Historically, the answer has been to make sure you have computing power and internet bandwidth to handle your peak load. But this has meant a lot of extra unused capacity and costs off-peak.

Cloud computing services mean that you pay for your peak usage when you need it, and off-peak, you pay for what you use. In other words, you don’t need to pay to have that peak level capacity 24/7. Depending on your business, this can lead to huge cost savings.

Some real world examples

Consider the example of event management software developer Centium Software. It’s a Brisbane-based company with about 70 staff that helped to organise the London Olympic Games.

Cloud computing allowed it to scale up and then scale down its computing resources for a once-off major event without buying a lot of excess capacity that would have been as useless as an Olympic handball stadium after the event finished.

Another example is a website such as CarSales. Typically, people looking for new cars do so in the evening or on a weekend. CarSales receives 20 times more traffic during peak times than it does in the mornings. With dozens of photos for each car, that’s a significant amount of data.

In the case of CarSales, maintaining that peak-time capacity during the mornings would increase the cost of maintaining its website by a factor of 10.

A few key things you need to consider

Of course, before jumping in and choosing a cloud provider, there’s a few important issues you need to consider. Choosing a cloud service means you’re entrusting your data to a third party, and the choice of platform is not a decision to be taken lightly.

Running a large datacentre with tens of thousands of servers – enough to allow many businesses to scale up and down on demand – is also a very expensive enterprise. In the case of Microsoft’s Azure platform, each datacentre is the same size as a rugby field and can hold 600,000 servers – or two jumbo jets.

In a previous column, I discussed how competition is intensifying in the cloud. You need to be able to trust your cloud platform provider will be able to maintain that sort of infrastructure over the long term.
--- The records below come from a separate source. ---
PR #1066, opened 2022-04-07
Update functions.md

sheltoG:
Fixed indentation of YAML code samples


a-peek4:
Hi @sheltoG These updates to the indentations will actually break your numbered list, so you should remove the indentation related changes before we merge this PR if you want to retain the numbered list

sheltoG:
Is there a way to preserve the indentations? The code wont work without them. I know we can do them looking at the TAP docs. I'm just not well versed in markdown :)

a-peek4:
@sheltoG Yes, you can have whatever indentations you want within the code block, just indent the entire code block itself as it was before in the original text before your PR (1 tab or 4 spaces in)

PR #1071, opened 2022-04-08
Remove enable_auto_updates config from main install examples

tylerphelan:
- This field defaults to false and has been a source of confusion. We want to remove
  it from the main install examples/flows and only make information about it
  available in more specific use-cases.
- Also remove the requirement to accept the TBS EULA which is not required.

This should be merged into main and 1-1 for the TAP 1.1 docs and for future versions.


matthewmcnew (approved):

tylerphelan:
Ready!

a-peek4:
Thanks @tylerphelan

PR #1072, opened 2022-04-08
Update functions.md

sheltoG:
Updated title to highlight beta feature and added more context to beta clause.


a-peek4:
@sheltoG Thanks, for future reference please refrain from editing writing in a way that tech writers will have to edit to be complete sentences again (like adding dashes in the middle of sentences). Thank you!

PR #1076, opened 2022-04-08
Removed specific versions from upgrades

krisapplegate:
1.1


a-peek4:
Thanks @krisapplegate

PR #1077, opened 2022-04-08
content/consistency updates

heyjcollins:
# Hi Docs Team! 

These changes should be applied to **TAP v1.1+**

A couple things:
1. I removed the comments on spec and env where someone wrote ":" and ":"
because if someone used specifications and/or environment instead of spec and/or env, the workload.yaml would fail.
so we CAN'T prefer those alternatives under any circumstances.
2. I added content informing users how to override the conventions


a-peek4:
Thanks @heyjcollins

PR #1078, opened 2022-04-08
Removed SCA scan results, SCA scan summary...

miketeve:
... and store-specific known issues

Which other branches should this be merged with (if any)? 1.0


a-peek4:
Hi @miketeve Can you confirm if the changes in the red box are the ones you want to keep with your commit?
Screen Shot 2022-04-08 at 2 53 24 PM

miketeve:
@a-peek4 i'm not super great at reading that.  if that is just showing that those files are deleted then, yes, that's what we want!

a-peek4:
Great, thanks. Yes that is what that shows.

a-peek4:
Merging bc it came in before docs freeze

PR #1079, opened 2022-04-08
Clean Up GitOps Supply Chain documentation

ryan-a-baker:
Doesn't make the document perfect, but cleans it up to the point that it should be able to be followed without any missing steps or errors.

Summarizing the changes: 

- Cleaned up introduction to explain what gitops method provides more concisely
- Provided an example of what the ssh-key looks like (didn't put in known hosts as I guess that could change and I'm honestly not sure if it's required, I added what I thought was correct and it just kept updating for me automatically because I did it wrong)
- Added directions to add the secret to the service account
- Correct the example repsitory_prefix to use SSH instead of Git
- Corrected values to have dot notation instead of underscore to be consistent

### DIFF
--- a/scc/ootb-supply-chain-basic.md
+++ b/scc/ootb-supply-chain-basic.md
@@ -417,6 +417,8 @@ of the supply chain having the configuration that got created by it pushed to a
 git repository where that is persisted and used at the basis for further
 deployments.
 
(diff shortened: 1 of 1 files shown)


a-peek4:
THanks @ryan-a-baker

PR #1084, opened 2022-04-08
scc: bump versions to final versions

cirocosta:
### proposed changes

Bump the versions of the SCC component to the final ones:

- carto: 0.3.0
- ootb:  0.7.0

The changes here are specific to TAP v1.1+


a-peek4:
Thanks @cirocosta

PR #1085, opened 2022-04-08
scc: update ootb-scc-*

cirocosta:
### proposed changes

- authn/authz: make use of the `workload` and `deliverable` ClusterRoles
  instead of providing the full Role

- overview: mention the dual capabilities of the ootb-sc packages (from
  source vs pre-built images)

- basic: update the namespace setup to account for the placeholder
  secret for `tap-registry` secret as, without it, one wouldn't be able
  to have kpack/image etc running as they'd point at a serviceaccount
  that wouldn't provide pull secrets for tanzunet

note that we're able to remove a bunch of information about gitops
because those sections are now covered under #1083 

the changes here are for TAP v1.1+

### DIFF
--- a/scc/ootb-supply-chain-basic.md
+++ b/scc/ootb-supply-chain-basic.md
@@ -1,119 +1,130 @@
 # Out of the Box Supply Chain Basic
 
-This Cartographer Supply Chain ties together a series of Kubernetes resources which
-drive a developer-provided Workload from source code to a Kubernetes configuration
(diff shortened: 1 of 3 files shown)


a-peek4:
Hi @cirocosta I've got a few merge conflicts that I need your help resolving. Can you reach out to #tap-docs to connect with someone on my team on Monday about this PR? Thanks

PR #1089, opened 2022-04-12
fix: typo and name of RO metadata store service account to match gett…

rawlingsj:
…ing token command


RichardJJG:
Thanks!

Scott Guthrie, the executive vice president of Microsoft’s cloud and services group, has predicted the cloud platform marketplace will soon shrink to three key players in Amazon AWS, Google and Microsoft Azure.
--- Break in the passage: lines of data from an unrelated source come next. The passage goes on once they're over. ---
PR #5154, opened 2026-08-10
Preserve hook claim store context

### LINKED ISSUE #5142: bug: hook claim mutations can inherit an ambient backend
### Before you continue

### Gas City version

Current `upstream/main` at `04a7c7abd`; originally observed while validating a source build based on `d2f91a549`.

### Environment

macOS, zsh/login-shell environment, local supervisor, rig-scoped Dolt store. The login environment exported a Dolt server host that was intentionally absent from the selected hook query environment.

### Reproduction

1. Export an ambient backend endpoint such as `BEADS_DOLT_SERVER_HOST=ambient.example`.
2. Build a hook query environment that intentionally scrubs that host and selects a local or different rig store.
3. Run `gc hook --claim` so the query finds ready work in the selected store.
4. Observe the subsequent claim mutation.

`hookClaimEnvMap` copies only keys present in the already-scrubbed query environment. `BdStore` then applies that map as overrides on top of the parent process environment. Because the scrubbed host is absent rather than represented by an explicit empty override, the parent value reappears for the mutation. The query and claim can therefore address different stores.

### Expected behavior

Every claim, work-branch, and continuation mutation remains bound to the exact backend context used by the successful hook query. Scrubbed backend endpoint variables remain cleared.

### Actual behavior

An ambient Dolt or PostgreSQL endpoint can re-enter between query and mutation. The query returns work from the intended store, but the claim update is redirected to the ambient backend and either fails or mutates a different database.

```shell
# Query environment: BEADS_DOLT_SERVER_HOST absent by design
# Parent environment: BEADS_DOLT_SERVER_HOST=<ambient server>
# Mutation runner: parent environment overlaid with hookClaimEnvMap
# Result: ambient host survives because no explicit empty override exists
```

### Additional context

This is distinct from #4304 / PR #4305. That change routes city-scoped session-pointer writes back to the city store after a rig claim. This bug affects the selected work-store claim mutation itself when a scrubbed backend key leaks back from the parent process. It was discovered while validating #5009 but is not part of that origin-gating defect.

Toady00:
## Summary

- execute hook claim mutations with the exact scrubbed query environment
- prevent absent Dolt or PostgreSQL selectors from reappearing from the parent process
- retain the existing layered runner for callers that intentionally pass overrides
- cover both environment projection and real subprocess exclusion behavior

Fixes #5142.

## Testing

- focused `cmd/gc` hook-claim tests
- focused `internal/beads` exact-runner test
- `EXTRA_TEST_ENV="GIT_CONFIG_GLOBAL=/dev/null GIT_CONFIG_NOSYSTEM=1" make test`
- `GIT_CONFIG_GLOBAL=/dev/null make vet`
- `GIT_CONFIG_GLOBAL=/dev/null make lint-new LINT_BASE=upstream/main`
- `git diff --check upstream/main...HEAD`

The pre-push wrapper was bypassed only for upload because its shell fixture inherits global `commit.gpgsign=true` and signs with a fake fixture identity. The fixture-isolation defect is tracked in #5151; the code gates above passed.


quad341 (approved):
@Toady00 — thank you for this one, and specifically for how you built it. Threading a `baseEnvFn` through `execCommandRunner` instead of forking a second copy of the runner meant the three existing constructors kept byte-identical behavior while the new exact-env path came in at five lines. That's the version of this fix that doesn't create a maintenance problem.

`TestExecCommandRunnerWithExactEnvContextExcludesParentValues` is also the right kind of test — a real subprocess with a poisoned ambient `BEADS_DB` and credential command, not a mock asserting a map. And the doc comment on `hookClaimEnvMap` is genuinely good: naming the nil-env consequence *and* saying which production callers make it unreachable is the note the next person needs.

I traced the env chain to check the invariant you're leaning on, and it holds — the work query already runs under an exact-replaced env, so your change makes the mutation symmetric with the read that selected the store. That's the real argument for this fix.

The red shard isn't yours: `rest-smoke-2-of-2` is dying in `gc init` on a bd schema migration. I'll re-run it, and add a small assertion pinning the runner wiring so a future revert of that one line trips a test instead of quietly bringing #5142 back. Merging with credit.


---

In other words, these three global giants will develop the scale necessary to maintain large datacentres with enough resources to scale on demand in a number of countries. Most other “higher level” cloud service providers will eventually, in turn, offer their services on these platforms. I think it’s an astute prediction.

Meanwhile, it’s important for speed and latency to make sure your cloud provider has their datacentre close to where your staff and customers are. Overseas datacentres also carry additional risks, such as espionage by foreign governments and the local regulations in the country your data is hosted.

For this reason, it is a huge advantage to have the cloud datacentre you use physically located in the same country you do business in.

For small businesses, the big news is that cloud computing can save you real money on computing resources as your needs scale – especially if there’s a gap between your peak and off-peak requirements. And with major platform providers such as Microsoft and Amazon opening datacentres in Australia, it’s an option increasingly worth considering.

Andrew Sadauskas attended TechEd as a guest of Microsoft.